5. State five characteristics of the developing world. Discuss diversity within the developing world
on these characteristics in relation to the developed world.
1) Low Per Capita Income - The low levels of per capita income and poverty in developing countries is
due to low levels of productivity in various fields of production. The low levels of productivity in the
developing economies has been caused by dominance of low-productivity agriculture and informal
sectors in their economies, low levels of capital formation – both physical and human (education,
health), lack of technological progress, rapid population growth which are in fact the very
characteristics of the underdeveloped nature of the developing economies. By utilizing their natural
resources accelerating rate of capital formation and making progress in technology they can
increase their levels of productivity and income and break the vicious circle of poverty operating in
them. It may however be noted that after the Second World War and with getting political freedom
from colonial rule, in a good number of the underdeveloped countries the process of growth has
been started and their gross domestic product (GDP) and per capita income are increasing.
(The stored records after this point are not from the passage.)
PR #66, opened 2026-04-18
Design doc: configurable group governance types

rinat-enikeev:
## Summary

- New design doc at `docs/group-governance-types-design.md` (~4,100 words) proposing four configurable governance models layered on SEP-XXXX:
  - **Anarchy** (current behaviour), **1v1** (frozen at 2), **Democracy** (≥⌈n/2⌉ co-openings), **Oligarchy** (admin-set commitment)
- Governance rules enforced inside the ZK circuit, not by caller identity — preserves member-blindness and fee-decoupling invariants.
- Backward-compatible `CommitmentEntryV2` + `GroupV2` datakey with lazy-read fallback; legacy groups continue as implicit Anarchy.
- Four new circuits (`OneOnOneCreateCircuit`, `DemocracyUpdateCircuit`, `OligarchyUpdateCircuit`, `AdminUpdateCircuit`) with full public-input / witness / constraint specs.
- Full-stack rollout: contract surface, Swift + Kotlin SDKs, iOS + Android UX (group-type picker, ballot state machine, admin badges).

## Test plan

- [ ] Design review — does the circuit-only enforcement approach hold under the threat model in §8?
- [ ] Confirm Democracy's `member_count_old` leakage is acceptable for v1, or push binding of `n` into `c_old`
- [ ] Confirm Oligarchy "any admin can demote any admin" (T4) is the desired trust model vs. creator-only promotion
- [ ] Confirm 1v1 "deactivate only, no partner-swap" is the desired exit semantics
- [ ] Cross-check referenced files and line numbers (`contracts/sep-xxxx/src/lib.rs`, `swift-mls/`, `kotlin-mls/`, `clients/ios/`, `clients/android/`)
- [ ] Validate proposed rollout phase ordering (schema → 1v1 → Oligarchy → Democracy → polish)

### DIFF
--- a/docs/group-governance-types-design.md
+++ b/docs/group-governance-types-design.md
@@ -29,7 +29,9 @@ creation — that extends the contract with four configurable governance models:
 
 1. **Anarchy** — the existing permissive policy; any member may Commit any change.
 2. **1v1** — exactly two participants, no subsequent membership changes.
-3. **Democracy** — a Commit requires a proof carrying ≥ ⌈n/2⌉ member co-openings.
+3. **Democracy** — a Commit requires a proof carrying co-openings from at least half
+   of the current members (the exact threshold is `2·K ≥ n`, i.e. ≥50%; see §6.1 for
+   why this is *≥50%* and not *strict majority*).
 4. **Oligarchy** — a Commit requires a proof that the submitter belongs to a per-group
    admin set, disjointly tracked on-chain as a second commitment.
 
@@ -133,8 +135,10 @@ and §8 of this document.
   produces a new commitment.
 - **member tree** — the Poseidon Merkle tree whose root feeds the group commitment.
 - **admin tree** (Oligarchy only) — a second Poseidon Merkle tree of admin BLS public
-  keys, disjoint from the member tree in structure but overlapping in membership. An
-  admin is always also a member.
+  keys, disjoint from the member tree in structure. An admin **SHOULD** also be a
+  member; this is a client-enforced convention (the UI only surfaces "Promote" on
+  current members), not a circuit-enforced invariant. See §6.4.4 and §8 T10 for the
+  rationale and residual risk.
 - **ballot** — in Democracy, the off-chain object collecting co-openings over a
   proposed `c_new`.
 - **coordinator** — in Democracy, any group member who aggregates a ballot and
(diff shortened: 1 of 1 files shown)


dev-onym (commented):
**COMMENT**

This is a well-structured design doc. No code is shipped in this PR — only a markdown specification — so there are no correctness bugs, test coverage gaps, or API regressions to flag in the traditional sense. Findings below are design-level issues worth resolving before implementation begins.

---

### Design correctness

- **Line 156 – Democracy quorum off-by-one risk.** The spec says `2·K ≥ n`, which for even `n` means exactly half suffices (e.g. 2 of 4). This is a ≥50% threshold, not a strict majority. The prose says "≥⌈n/2⌉ co-openings" (line 30), which is consistent for even `n` but should be called out explicitly — some readers will expect "majority" to mean >50%. Confirm this is intentional and add a clarifying note.

- **Line 371 – `member_count_old` unbound to `c_old`.** Constraint 7 in §6.4.2 acknowledges this is not bound in v1. This means a malicious prover can lie about `member_count_old` to the circuit (claim `n=2` when `n=100`), making 1 co-opening pass the threshold. The contract has no on-chain `n` to cross-check. This is a **critical gap** — the "acceptable leakage" framing undersells the severity. Either `n` must be bound into the commitment for Democracy, or `member_count_old` must be stored/verified on-chain. This should be resolved before implementation, not deferred.

- **Line 430 – Oligarchy `deactivate_group` inconsistency.** §6.1 says "Deactivation remains available to any current admin," but §8 T8 says `deactivate_group` "remains callable by any current *member* (not admin)." These contradict each other. Clarify which rule applies.

- **Line 252 – `GovernancePublicInputs::Oligarchy` redundancy.** The `admin_root_old` is passed by the caller and then checked against on-chain storage. If they must match, why pass it at all? The contract can just read it from `AdminSet(group_id)`. Passing it adds an error path (`AdminRootMismatch`) that serves no purpose — either simplify by reading from storage, or explain why the caller-supplied value is needed (e.g., for proof binding).

### Security

- **Lines 345-371 – Democracy identity leak within group.** §6.6 acknowledges that co-opening reveals who voted within the encrypted channel. This is fine for votes, but note that the same Poseidon leaf is reused across ballots — a voter's identity is linkable across all Democracy actions in that group. Worth a sentence in §8.

- **Line 395 – Admin tree depth unspecified.** §6.4.3 says the circuit is "compiled per tier" but doesn't specify whether the admin tree uses the same depth as the member tree. For most groups, the admin set will be much smaller than the member set. Clarify whether a fixed smaller depth is used (saves constraints) or if it mirrors the member tier.

### Backward compatibility

- **Line 203 – Lazy upgrade race.** "The first state-changing operation on a legacy group lazily upgrades the record to V2" — if two transactions race on a legacy group, both will try to read legacy and write V2. The contract should handle the case where a V2 record already exists when attempting the upgrade (i.e., try V2 first even on the write path).

### Specification gaps

- **Line 455 – `AdminUpdateCircuit` missing admin-root-to-commitment binding.** §6.4.4 says "shape-identical to `UpdateCircuit`" but the admin tree has no salt/commitment wrapper defined anywhere. The existing `UpdateCircuit` binds `c_old = Poseidon(Poseidon(root, epoch), salt)`. Is the admin root stored raw (just the Merkle root) or wrapped? The `AdminSet` storage (line 190) stores `BytesN<32>` but whether that's a raw root or a salted commitment is ambiguous.

- **Line 139 – 1v1 tier restriction.** 1v1 is locked to `tier = 0` but the doc doesn't specify what happens if `create_group_v2` is called with `group_type = 1` and `tier != 0`. Add an explicit error code or state the contract MUST reject it.

ux-onym (commented):
Good. Now I have everything I need for the review.

---

**COMMENT**

Well-structured design doc. All referenced files exist and line numbers are accurate. The core architecture (circuit-only enforcement, no caller-identity checks) is sound. However, there is one critical soundness gap and several items worth resolving before implementation begins.

### Critical

- **`docs/group-governance-types-design.md:350-351` — Democracy `member_count_old` is unbound, enabling quorum bypass, not just leakage.** Constraint 7 says `member_count_old` is not bound to `c_old` and §8 T6 frames this as a "leakage" issue. The actual severity is **soundness**: a malicious coordinator can set `member_count_old = 2` regardless of the real group size, then satisfy `2·K ≥ 2` with a single co-opening. This completely defeats the quorum — any single member can unilaterally Commit in a Democracy group by lying about `n`. T6 should be rewritten to acknowledge this as a **quorum-bypass vulnerability**, not a privacy leak. Either (a) bind `n` into the commitment in v1 (not a follow-up), or (b) store `member_count` on-chain so the contract can reject mismatched values before proof verification. Shipping Democracy without one of these mitigations makes it equivalent to Anarchy.

### High

- **`docs/group-governance-types-design.md:386-392` — `AdminUpdateCircuit` does not enforce "admin is also a member".** §5 defines "An admin is always also a member," but `AdminUpdateCircuit` (§6.4.4) only proves the prover is in the admin tree. Nothing prevents an admin rotation that inserts a leaf for a non-member into the admin tree. If the invariant matters (and it should — an admin who isn't a member can't produce an `OligarchyUpdateCircuit` proof, but they *can* further rotate the admin set), the circuit should cross-reference the member tree, or the doc should explicitly relax the invariant to "admin is also a member" being a client-enforced convention rather than a circuit-enforced guarantee.

- **`docs/group-governance-types-design.md:345` — Democracy circuit missing `K ≥ 1` constraint.** The constraints require `2·K ≥ member_count_old` but don't enforce `K ≥ 1`. Combined with the unbound `member_count_old` issue, a prover could submit K=0 openings with `member_count_old = 0`. Even if the above is fixed, a Democracy group with `n = 0` members (after all removals) would allow a zero-opening Commit. Add an explicit `K ≥ 1` constraint or a minimum `member_count_old ≥ 2` sanity check.

### Medium

- **`docs/group-governance-types-design.md:525` — Absolute local path in test vectors reference.** §7.2 cites `/Users/programyzer/Developer/stellar-mls/docs/cross-platform-test-vectors.json`. This should be a repo-relative path (`docs/cross-platform-test-vectors.json`).

- **`docs/group-governance-types-design.md:258` — `deactivate_group` for Oligarchy allows any member, contradicting admin-gating spirit.** §6.1 says non-admin members "MAY NOT call `update_commitment` or `update_admin_set`" but §8 T8 says `deactivate_group` remains callable by any member. The existing contract (line 654–718) verifies a membership proof, not an admin proof. This is labeled a "deliberate safety valve," which is reasonable, but the doc should explicitly list it in the Oligarchy normative rules (§6.1), not only in the threat model.

- **Admin tree tier/depth unspecified.** `AdminUpdateVK(tier)` is keyed by tier, but the doc never specifies the admin tree's depth. Admin sets are typically much smaller than member sets. Is the admin tree always the same tier as the member tree? If so, that wastes circuit constraints. If not, how is the admin tier selected and stored?

### Low

- **Missing test: `create_group_v2` with invalid `group_type`.** Error code `UnknownGroupType = 18` exists (§6.3.1) but §7.1 has no corresponding test for `create_group_v2(group_type = 99)`.

- **Missing test: Democracy with `member_count_old = 0` or `member_count_old = 1`.** Edge cases for near-empty groups should be tested to confirm the circuit doesn't degenerate.

- **1v1 "leave" semantics slightly ambiguous.** §6.1 says "Either participant leaving the group is equivalent to `deactivate_group`" but the UX (§6.7.2) says "Leave & Close." Leaving usually implies one party exits while the group persists for the other; deactivation freezes for both. The normative text is clear (`deactivate_group`) but the UX label could mislead users. Consider "Close conversation" or similar.

rinat-enikeev:
Thanks both — addressed all findings in 82fe580.

### Critical
- **Democracy quorum-bypass (releaseng critical, gramyzer critical).** `member_count` is now stored on-chain in `CommitmentEntryV2`; the contract **overrides** any caller-supplied value before invoking the verifier and rejects mismatches with `MemberCountMismatch` pre-pairing-check. §8 T6 rewritten from "leakage" to "quorum-bypass class" with the fix specified in-line (not deferred). Soundness is no longer dependent on the caller being honest.

### High
- **`K ≥ 1` constraint** added to `DemocracyUpdateCircuit` (§6.4.2 constraint 1). Closes the degenerate n=0/K=0 case.
- **`AdminUpdateCircuit` "admin ∈ member" invariant** explicitly relaxed as a client-enforced convention; new §8 T10 documents residual risk (a "ghost admin" can churn the admin set but cannot produce `OligarchyUpdateCircuit` proofs, so member-level authority is uncompromised).

### Medium
- **Oligarchy `deactivate_group` rule** now authoritative in §6.1 (any current member, safety valve) — removed the contradiction with §8 T8.
- **`GovernancePublicInputs::Oligarchy` redundancy** explained: `admin_root_old` is a Groth16 public input bound by the circuit, so it must be passed; the contract additionally validates it against storage as defence-in-depth against replay of old-epoch proofs.
- **`AdminSet` encoding** specified as `Poseidon(Poseidon(admin_root, admin_epoch), admin_salt)` — matches the member commitment formula.
- **Admin tree tier** specified as fixed tier 0 (32 admins); single `AdminUpdateVK` instead of per-tier.
- **Lazy-upgrade race** handled: writes try V2 first, legacy entry removed atomically on upconversion.
- **1v1 tier restriction** enforced via new `Invalid1v1Tier` error.

### Low
- Absolute path fixed (`docs/cross-platform-test-vectors.json`).
- "Leave & Close" → "Close Conversation" (matches `deactivate_group` semantics).
- New tests: `test_unknown_group_type_rejected`, `test_1v1_create_reject_tier_nonzero`, `test_democracy_member_count_spoofing_rejected`, `test_democracy_member_count_new_out_of_range`, `test_democracy_single_opening_rejects_when_n_large`, `test_democracy_zero_opening_rejected`, `test_democracy_member_count_one`, `test_democracy_stored_count_tracks`, `test_oligarchy_deactivate_by_any_member`, `test_v2_precedence_on_concurrent_upgrade`.
- New §8 T11 on Democracy voter linkability within-group; §6.6 points to it.

Doc is now 5,543 words (was 4,100). Ready for re-review.

ux-onym:

ux-onym:
release-agent pushed v1.6.7 — GitHub Actions will build and publish.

2) Excessive Dependence on Agriculture - The dominance of agriculture in developing countries can be
known from the distribution of their workforce by sectors. According to estimates made by ILO given
in Table 4.1 on an average 61 per cent of workforce of low-income developing countries was
employed in agriculture whereas only 19 per cent in industry and 20 per cent in services. On the
contrary, in high income, that is, developed countries only 4 per cent of their workforce is employed
in agriculture, while 26 per cent of their workforce is employed in industry and 70 per cent in
services.
3) Low Level of Capital Formation - The low level of capital formation in a developing country is due
both to the weakness of the inducement to invest and to the low propensity and capacity to save.
The rate of saving in developing countries is low primarily because of the low level of national
income. In such an economy, the low level of per capita income limits the size of the market
demand for manufacturing output which weakens the inducement to invest. 
4) Rapid Population Growth and Disguised Unemployment - The diversity among developing
economies is perhaps nowhere to be seen so much in evidence as in respect of the facts of their
population in respect of its size, density and growth. However, there appears to be a common
feature, namely, a rapid rate of population growth. This rate has been rising still more in recent
years, thanks to the advances in medical sciences which have greatly reduced the death rate due to
epidemics and diseases. While the death rate has fallen sharply, but there has been no
commensurate decline in birth rate so that the natural survival rate has become much larger. The
great threat of this rapid population growth rate is that it sets at sought all attempts at development
in as much as much of the increased output is swallowed up by the increased population.
5) Lower Levels of Human Capital - education, health and skills – are of crucial importance for
economic development. In our analysis of human development index (HDI) we noted that there is
great disparity in human capital among the developing and developed countries. The developing
countries lack in human capital that is responsible for low productivity of labor and capital in them.
Lack of education manifests itself in lower enrollment rate in primary, secondary and tertiary
educational institutions which impact knowledge and skills of the people. Lower levels of education
and skills are not conducive for the development of new industries and for absorbing new
technologies to achieve higher levels of production. Besides, lack of education and skills makes
people less adaptable to change and lowers the ability to organized and manage industrial
enterprises. Further, in countries like India, advantage of demographic dividend can be taken only if
the younger persons can be educated, healthy and equipped with appropriate skills so that they can
be employed in productive activities.